Dual energy-differentiated topological transition in artificial red phosphorus chains

TL;DR

This paper explores the topological phase transitions in red phosphorus atomic chains, revealing dual energy-dependent transitions and edge states through analytical, numerical, and experimental methods.

Contribution

It introduces a novel analysis of topological phases in red phosphorus chains, including analytical band calculations and experimental validation via phononic lattice simulations.

Findings

Identification of flat-band state separation

Discovery of dual topological phase transitions

Confirmation of edge states in finite lattices

Abstract

We investigate the spectral and transport properties of an atomic chain of red phosphorus. We reveal the separation of flat-band states from the rest of the system and calculate its energy bands analytically.
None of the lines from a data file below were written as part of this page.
PR #17322, opened 2023-06-26
Wait for 'zypper purge-kernels' done in update_minimal test

rfan1:
https://progress.opensuse.org/issues/131213
After installing new kernel package, system will try to remove the old ones via 'zypper -n purge-kernels', it may block other zypper processes.

- Verification run: https://openqa.suse.de/tests/11451470

### DIFF
--- a/tests/qam-minimal/update_minimal.pm
+++ b/tests/qam-minimal/update_minimal.pm
@@ -1,6 +1,6 @@
 # SUSE's openQA tests
 #
-# Copyright 2016-2018 SUSE LLC
+# Copyright 2016-2023 SUSE LLC
 # SPDX-License-Identifier: FSFAP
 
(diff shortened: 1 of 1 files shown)


dzedro:
There is this https://github.com/os-autoinst/os-autoinst-distri-opensuse/blob/master/lib/zypper.pm#L32

rfan1:
> There is this https://github.com/os-autoinst/os-autoinst-distri-opensuse/blob/master/lib/zypper.pm#L32

Glad to know, thanks much!

rfan1:
> > There is this https://github.com/os-autoinst/os-autoinst-distri-opensuse/blob/master/lib/zypper.pm#L32
> 
> Glad to know, thanks much!

https://openqa.suse.de/tests/11451470

dzedro (approved):

PR #17325, opened 2023-06-27
Introduce obsproject test in python

michaelgrifalconi:
Introduce obsproject python test:

Introduce new openQA test written in Python, in a new directory structure to make more visible the squad which is responsible for it.
We should clarify if this structure is ok or not (maybe x11 dir inside qe-core?)

Test header missing, I guess we should use the same as we do on perl tests

- Related ticket: https://progress.opensuse.org/issues/109891
- Needles: already created
- Verification run: https://openqa.opensuse.org/tests/3382602

### DIFF
--- a/schedule/functional/extra_tests_gnome.yaml
+++ b/schedule/functional/extra_tests_gnome.yaml
@@ -26,7 +26,6 @@ conditional_schedule:
                 - x11/steam
                 - x11/wine
                 - x11/chrome
-                - qe-core/x11/openbroadcastersoftware.py
     python_liblouis:
         DISTRI:
             sle:
--- a/schedule/functional/extra_tests_gnome.yaml
+++ b/schedule/functional/extra_tests_gnome.yaml
@@ -26,7 +26,7 @@ conditional_schedule:
                 - x11/steam
                 - x11/wine
                 - x11/chrome
-                - python/qe-core/openbroadcastersoftware.py
+                - qe-core/x11/openbroadcastersoftware.py
     python_liblouis:
         DISTRI:
             sle:
--- a/schedule/functional/extra_tests_gnome.yaml
+++ b/schedule/functional/extra_tests_gnome.yaml
@@ -26,6 +26,7 @@ conditional_schedule:
                 - x11/steam
                 - x11/wine
                 - x11/chrome
+                - python/qe-core/openbroadcastersoftware.py
     python_liblouis:
         DISTRI:
             sle:
--- a/tests/python/qe-core/openbroadcastersoftware.py
+++ b/tests/python/qe-core/openbroadcastersoftware.py
@@ -1,0 +1,35 @@
+from testapi import *
+
+def run(self):
+
+    perl.require("serial_terminal")
+    perl.require("utils")
+    perl.require("x11utils")
+
+
+    perl.serial_terminal.select_serial_terminal()
+    perl.utils.zypper_call("in flatpak")
+    assert_script_run("flatpak remote-add --if-not-exists flathub https://flathub.org/repo/flathub.flatpakrepo")
+    assert_script_run("flatpak install -y com.obsproject.Studio",300)
+
+    select_console('x11')
+    perl.x11utils.turn_off_gnome_screensaver()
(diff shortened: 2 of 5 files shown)


tests/python/qe-core/openbroadcastersoftware.py
```diff
@@ -0,0 +1,35 @@
...
+
+    perl.require("serial_terminal")
+    perl.require("utils")
+    perl.require("x11utils")
+
+
+    perl.serial_terminal.select_serial_terminal()
+    perl.utils.zypper_call("in flatpak")
+    assert_script_run("flatpak remote-add --if-not-exists flathub https://flathub.org/repo/flathub.flatpakrepo")
+    assert_script_run("flatpak install -y com.obsproject.Studio",300)
```
foursixnine, line 13: Any particular reason why using flatpak vs using the obs from repos?

schedule/functional/extra_tests_gnome.yaml
```diff
@@ -26,6 +26,7 @@ conditional_schedule:
                 - x11/steam
                 - x11/wine
                 - x11/chrome
+                - python/qe-core/openbroadcastersoftware.py
```
foursixnine, line 29: Let's go with the change you proposed for this `tests/qe-core/x11/openbroadcastersoftware` 

Is the `.py` intentional?

foursixnine:
One thing I see is that there are no calls that pass named arguments, for instance:

`assert_script_run("dd if=/dev/zero of=$hard_disk_name count=1M", timeout => 1500, fail_message => "Failed to wipe hard disk clean on $hard_disk_name"`

schedule/functional/extra_tests_gnome.yaml
michaelgrifalconi: Will do! `.py` is very intentional! By default we assume no extension means `.pm` files. So for python the extension is mandatory

michaelgrifalconi:
> One thing I see is that there are no calls that pass named arguments, for instance:
> 
> `assert_script_run("dd if=/dev/zero of=$hard_disk_name count=1M", timeout => 1500, fail_message => "Failed to wipe hard disk clean on $hard_disk_name"`

Great point, that is a tricky thing to spot.

Have a look at the `x11_start_program` function here https://github.com/os-autoinst/os-autoinst-distri-opensuse/blob/01d28e9e4ca03bed18ddf0432523a8506d2ddc57/lib/susedistribution.pm#L278 

And a random example of it being used in perl:  here https://github.com/os-autoinst/os-autoinst-distri-opensuse/blob/01d28e9e4ca03bed18ddf0432523a8506d2ddc57/lib/y2_mm_common.pm#L30

We are doing the same thing here `perl.x11utils.x11_start_program("flatpak run com.obsproject.Studio", "target_match", "obsproject-wizard")` .

foursixnine:
waiting for WIP to be removed

foursixnine:
@michaelgrifalconi one thing, before adding it into the main stuff,  let's have this run for a build on the Devel jobgroup

tests/python/qe-core/openbroadcastersoftware.py
michaelgrifalconi: I haven't found official repos, see https://software.opensuse.org/package/obs-studio and https://github.com/obsproject/obs-studio/wiki/install-instructions#unofficial-builds

foursixnine:
@michaelgrifalconi can you check the CI?

michaelgrifalconi:
Ok I duplicated the extra_test_gnome schedule to add obs test in development. After is merged I will create a test suite and add it on the development job group on o3

foursixnine (approved):

michaelgrifalconi:
VR before addin the schedule to dev job: https://openqa.opensuse.org/tests/3410682#

alvarocarvajald:
Sorry I took so long to read this and couldn't comment before merging: this is awesome! 

It would be nice if there weren't those `wait_serial()` failures in one of the steps in the Python module. For example:

https://openqa.opensuse.org/tests/3410682#step/openbroadcastersoftware/14
https://openqa.opensuse.org/tests/3382602#step/openbroadcastersoftware/14

But these seem to come from the `perl.x11utils.turn_off_gnome_screensaver()` call, so out of the scope of this PR. :)

All in all, awesome.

The topological properties of the system are established through the evaluation of the Berry (Zak) phase of the energy bands, revealing nontrivial topology. The Berry phase depends on the relative strength of the hopping parameters and exhibits dual energy-dependent topological phase transitions. Remarkably, the emergence of inert band edges provides a direct spectral signature of these transitions, acting as energy-resolved indicators of the redistribution of topological charge between bands. The existence of the associated edge states is proved numerically for finite lattices. The theoretical predictions, particularly the band structure and the existence of edge states, are further confirmed by numerical simulations of red phosphorus through a phononic lattice in the form of a highly structured aluminum plate.